There was plenty of senatorial questioning to laugh about in John Roberts' confirmation hearings. For instance, this winner from Jeff Sessions (R-Ala.):
So let me ask you, if you were sitting here, what question would you ask John Roberts so that you or us could be sure that we weren't nominating what I call an ideologue, someone who you might define as somebody who wants to make law not interpret law? And then how would you answer the question you asked yourself?
And this surrealist passage from Lindsay Graham (R-S.C.):
GRAHAM: I think it's not right for elected officials to be unable to talk about or protect the unborn. What do you think about that?
ROBERTS: Well, again, Senator, these are issues that are likely to come before the court, and I can't comment on those particulars because…
GRAHAM: Why are judges more capable of protecting or talking about the unborn than elected officials?
But there was some substance, too. For my money, the most useful senator was Russ Feingold (D-Wisc.), who not only produced the only moment where Roberts stammered and seemed unsure of himself (during a section on whether the judge should have recused himself from Hamdan v. Rumsfeld), but made the most of his time to press the future Chief Justice on civil liberties and Executive Branch power. Here's one example:
FEINGOLD: But at what point did you start thinking about the implications of [9/11], in terms of civil liberties and the challenges this…
ROBERTS: Well, it was when I went back to the office and saw the smoke rising from the Pentagon. And, as you can imagine, that was a chilling sight. And the basic issue of how you address the question of civil liberties in wartime and times of crisis is a critically important one.
The Bill of Rights doesn't change during times of war. The Bill of Rights doesn't change in times of crisis.

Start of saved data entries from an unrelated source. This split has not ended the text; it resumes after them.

PR #592, opened 2022-05-20
Update windows-rs to 0.37.0 and webview2-com to 0.16.0 to match

wravery:

- [ ] Bugfix
- [ ] Feature
- [ ] Docs
- [ ] New Binding issue #___
- [ ] Code style update
- [ ] Refactor
- [x] Build-related changes
- [ ] Other, please describe:

- [x] No

### Checklist

### Other information

Starting as a draft PR because I still have a patch override in `Cargo.toml` to pull the matching version of `tao` in https://github.com/tauri-apps/tao/pull/400.

As in that PR, updating to this version of `windows-rs` raises the MSRV on Windows to 1.61, which was just released to the `stable` channel today. 🎉

### DIFF
--- a/.changes/windows-0.37.0.md
+++ b/.changes/windows-0.37.0.md
@@ -2,6 +2,6 @@
 "wry": patch
 ---
 
-Update the windows-rs crate to the latest 0.37.0 release and webview2-com to 0.16.0 to match.
+Update the `windows` crate to the latest 0.37.0 release and `webview2-com` to 0.16.0 to match.
 
-This version of windows-rs depends on rustc version 1.61 for some `const` generic support which was just stabilized, so on Windows the MSRV is effectively 1.61 now.
+The `#[implement]` macro in `windows-implement` depends on `const` generic features which were just stabilized in `rustc` version 1.61, so this change also adds a `rust-version` attribute to the manifest setting the MSRV to 1.61.
--- a/.changes/windows-0.37.0.md
+++ b/.changes/windows-0.37.0.md
@@ -2,6 +2,8 @@
 "wry": patch
 ---
 
-Update the windows-rs crate to the latest 0.37.0 release and webview2-com to 0.16.0 to match.
+Update the `windows` crate to the latest 0.37.0 release and `webview2-com` to 0.16.0 to match.
 
-This version of windows-rs depends on rustc version 1.61 for some `const` generic support which was just stabilized, so on Windows the MSRV is effectively 1.61 now.
+The `#[implement]` macro in `windows-implement` and the `implement` feature in `windows` depend on some `const` generic features which stabilized in `rustc` 1.61. The MSRV on Windows targets is effectively 1.61, but other targets do not require these features.
+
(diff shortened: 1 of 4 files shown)


amrbashir (dismissed):

wravery:
The reason the last CI failed is just that I removed the `[patch.crates-io]` table in https://github.com/tauri-apps/wry/pull/592/commits/309fffa76734c2ac32e87f07c1fd43472bd265a1 to prepare this PR for merging. Once https://github.com/tauri-apps/tao/pull/400 is merged and a new version of `tao` is published, CI for this PR should start passing again.

wravery:
The changes in https://github.com/tauri-apps/wry/pull/592/commits/b63db59bb2361c3bc30fa0a469046cab9826a10e and https://github.com/tauri-apps/wry/pull/592/commits/181a8272b16120b0b5111914180964a6b267f7ed should make it so the next time we update `windows`, we don't need to stage the PRs like this. Once `tao` no longer requires a matching `HWND` type (in https://github.com/tauri-apps/tao/commit/793c1e6515988f1bbd17aac955a11a26c805cdf3) and `wry` includes all of the features it needs from `windows` instead of inheriting some of them from `tao`, they should be able to build with independent versions of `windows`.

wravery:
I undid the changes in https://github.com/tauri-apps/wry/pull/592/commits/9855a8510bd787555b3041e9b82b44af397ba679 (bumping the MSRV for `wry` on all platforms) and documented it in the change log: https://github.com/tauri-apps/wry/pull/592/commits/6e4e0ee5100d9879688487a2397512497e1fe0c2.

amrbashir (dismissed):

wusyong:
@wravery  We just published tao 0.9!

lucasfernog:
The change looks ok, but the file drop path reader is wrong. The `DragQueryFileW(hdrop, i, &mut path_buf)` call is accessing random memory it seems. cc @wravery

wravery:
> The change looks ok, but the file drop path reader is wrong. The `DragQueryFileW(hdrop, i, &mut path_buf)` call is accessing random memory it seems. cc @wravery

Ah, I think this is because it's not actually sizing the `Vec` until after the call (trying to avoid initializing the out-param). The signature change where it takes a slice instead of a pointer + length means that the slice is length 0.

It should probably pass `std::mem::transmute(path_buf.spare_capacity_mut())` instead of `&mut path_buf`. I need to check if the equivalent pattern exists anywhere else in here or in the corresponding `tao` changes.

lucasfernog:
I can confirm the `std::mem::transmute(path_buf.spare_capacity_mut())` change fixes it.

lucasfernog (dismissed):

wravery:
> I need to check if the equivalent pattern exists anywhere else in here or in the corresponding `tao` changes.

I started a [bugfix PR](https://github.com/tauri-apps/tao/pull/401) in `tao` for the same issue. Other than that, it looks like there are no more references to `with_capacity` -> `&mut slice` in either project, so I think it was just this one line that was affected in each of them.

PR #593, opened 2022-05-22
feat: add find-in-page, closes #585

### LINKED ISSUE #585: Is there a way to find string in web content？
I want to find sowe string in web content like [this api](https://developer.apple.com/documentation/webkit/wkwebview/3650493-find)

I thik we can use [this api](https://developer.apple.com/documentation/webkit/wkwebview/3650493-find) on macOS.
I will search about other os.

Implemet it with rust or javascript by myself.

- [x] Yes
- [ ] No

**Additional context**

keiya01:

- [ ] Bugfix
- [x] Feature
- [ ] Docs
- [ ] New Binding issue #___
- [ ] Code style update
- [ ] Refactor
- [ ] Build-related changes
- [ ] Other, please describe:

- [x] No

### Checklist

### DIFF
--- a/.changes/add-find-in-page.md
+++ b/.changes/add-find-in-page.md
@@ -2,4 +2,4 @@
 "wry": minor
 ---
 
-Add find-in-page feature.
+Add `WebView::find_in_page`.
--- a/.changes/add-find-in-page.md
+++ b/.changes/add-find-in-page.md
@@ -1,0 +1,5 @@
+---
+"wry": minor
+---
+
+Add find-in-page feature.
--- a/src/webview/mod.rs
+++ b/src/webview/mod.rs
@@ -551,7 +551,11 @@ pub struct FindInPageOption {
   pub case_sensitive: bool,
   /// Wrap around to the other side of the page.
   pub wraps: bool,
-  /// For Linux only, Maximum number of search strings to highlight.
+  /// Maximum number of search strings to highlight.
+  ///
+  /// ## Platform-specific:
+  ///
+  /// **Windows / macOS / Android / iOS**: Unsupported.
   pub max_match_count: u32,
 }
 
--- a/src/webview/mod.rs
+++ b/src/webview/mod.rs
@@ -542,7 +542,7 @@ impl WebView {
   }
 }
 
-/// A configuration for `find_in_page`.
+/// A configuration for [`WebView::find_in_page`].
 #[derive(Default)]
 pub struct FindInPageOption {
   /// Indicate the search direction.
--- a/src/webview/mod.rs
+++ b/src/webview/mod.rs
@@ -517,6 +517,20 @@ impl WebView {
     self.webview.zoom(scale_factor);
   }
 
+  /// Searches for the specified string in the WebView content.
+  ///
+  /// ## Platform-specific:
+  ///
+  /// - **Windows / Android**: Not supported.
+  /// - **macOS**: available on macOS 10.15.4+ only.
+  /// - **iOS**: available on iOS 13.4+ only.
+  pub fn find_in_page<F>(&self, string: String, option: FindInPageOption, f: F)
+  where
+    F: Fn(bool) + 'static,
+  {
+    self.webview.find_in_page(string, option, f);
+  }
+
   #[cfg(target_os = "android")]
   pub fn run(self, env: JNIEnv, jclass: JClass, jobject: JObject) -> jobject {
     self.webview.run(env, jclass, jobject).unwrap()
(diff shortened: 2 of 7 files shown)


amrbashir (commented):
I don't know how this feature might be useful for desktop apps tbh. It only returns whether a match has been found or not, it doesn't return the matched word nor the html element that contains it. I can't think of a use case for it at all.

keiya01:
This feature highlight the search text automatically.
Also electron has [this feature](https://www.electronjs.org/docs/latest/api/web-contents#contentsfindinpagetext-options).
Searching word on browser by using JavaScript is too heavy process. And I think we should provide this feature from wry if it is possible.

amrbashir:
Ah I see, I didn't know it highlights it too. I see that electron has this event https://www.electronjs.org/docs/latest/api/web-contents#event-found-in-page with information about the matched text, can we provide some of these?

keiya01:
I want to provide these information but I can't find API to do it :(

keiya01:
Additionally `wkwebview.findString` API has restriction that text is not highlighted only on macOS (but text is selected like `window.find`).
This is the issue in webkit: https://bugs.webkit.org/show_bug.cgi?id=140210.

.changes/add-find-in-page.md
```diff
@@ -0,0 +1,5 @@
+---
+"wry": minor
+---
+
+Add find-in-page feature.
```
amrbashir:
```suggestion
Add `WebView::find_in_page`.
```

src/webview/mod.rs
```diff
@@ -517,6 +517,20 @@ impl WebView {
     self.webview.zoom(scale_factor);
   }
 
+  /// Searches for the specified string in the WebView content.
+  ///
+  /// ## Platform-specific:
+  ///
+  /// - **Windows / Android**: Not supported.
```
```suggestion
  /// - **Windows / Android**: Unsupported.
```

src/webview/mod.rs
```diff
@@ -528,6 +542,19 @@ impl WebView {
   }
 }
 
+/// A configuration for `find_in_page`.
```
```suggestion
/// A configuration for [`WebView::find_in_page`].
```

src/webview/mod.rs
```diff
@@ -528,6 +542,19 @@ impl WebView {
...
+#[derive(Default)]
+pub struct FindInPageOption {
+  /// Indicate the search direction.
+  pub backwards: bool,
+  /// Match the search string in a case-sensitive.
+  pub case_sensitive: bool,
+  /// Wrap around to the other side of the page.
+  pub wraps: bool,
+  /// For Linux only, Maximum number of search strings to highlight.
```
```suggestion
  /// Maximum number of search strings to highlight.
  ///
  /// ## Platform-specific:
  ///
  /// **Windows / macOS / Android / iOS**: Unsupported.
```

src/webview/webkitgtk/mod.rs
```diff
@@ -390,6 +399,40 @@ impl InnerWebView {
...
+    }
+    if option.wraps {
+      flags |= FindOptions::WRAP_AROUND;
+    }
+
+    self
+      .find_controller
+      .search(&string, flags.bits(), option.max_match_count);
+
+    let handler = Rc::new(WithClosure { f: Box::new(f) });
```
amrbashir: Why wrap in a struct? can't you just do?
```suggestion
    let handler = Rc::new(Box::new(f));
```

amrbashir (changes requested):
I sill don't see much value in this API but I will leave that for @wusyong to decide and I will just do a review.

src/webview/webkitgtk/mod.rs
keiya01: Thank you for your review.
I fixed your review.

amrbashir (approved):

wusyong:
> Also electron has [this feature](https://www.electronjs.org/docs/latest/api/web-contents#contentsfindinpagetext-options).

If electron has it, it should be possible for webview2 perhaps (since they are both chromium)? This method will be really awkward if it doesn't support Windows which is the major desktop most users use

keiya01:
Webview2 builtin these feature with search box. But [webview2 doesn't provide the API to find text in page](https://github.com/tauri-apps/wry/issues/585#issuecomment-1126718493) :(

amrbashir:
Maybe worth opening a feature request at webview2 feedback repo and hold this PR  until it happens?

rhysd:
How about using [`window.find`](https://developer.mozilla.org/en-US/docs/Web/API/Window/find) through `evaluate_script` as a fallback for WebView2?

> I sill don't see much value in this API

Many projects are using the same functionality in Electron.
https://github.com/search?l=TypeScript&q=findInPage+electron&type=Code

This functionality is useful for some document viewer to search its content.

There may be situations where the demands are different and they have to be analyzed appropriately so that things that might have been acceptable in times of war are not acceptable in times of peace. I think everyone appreciates that. But the Bill of Rights is not suspended and the obligation of the courts to uphold the rule of law is not suspended. […]
FEINGOLD: Are there any elements of the government's response to September 11th that you think, 50 or 60 years from now, we as a nation will look back on with regret?
ROBERTS: I'm sure there are some, Senator. And when you have the benefit of 50 or 60 years to look back as opposed to the particular demands of the moment and the perceived demands, I'm sure it's a different perspective. I hesitate to mention any in particular because so many of these issues are coming before not only the Supreme Court but the court on which I now sit. And I will have to confront those cases, I think, regardless of what happens here. So I would hesitate to identify particular areas of concern.
FEINGOLD: I understand your caution. I don't think we need to wait 50 or 60 years for some. For example, do you have any concerns about the practice of extraordinary rendition, of our government secretly sending people to countries that we know use torture?
ROBERTS: Well, again, Senator, that is something that could come before the court in one form or another. And I think I have to refrain from commenting on it.
FEINGOLD: How about the federal government using immigration laws to round up and detain people for months often without regard for whether they had any connection to the September 11th investigation, which actually in this case the Justice Department inspector general later heavily criticized? Does that trouble you?
ROBERTS: Well, yes, certainly, at a basic level of appreciating that this is a reaction in a particular way that raises serious questions.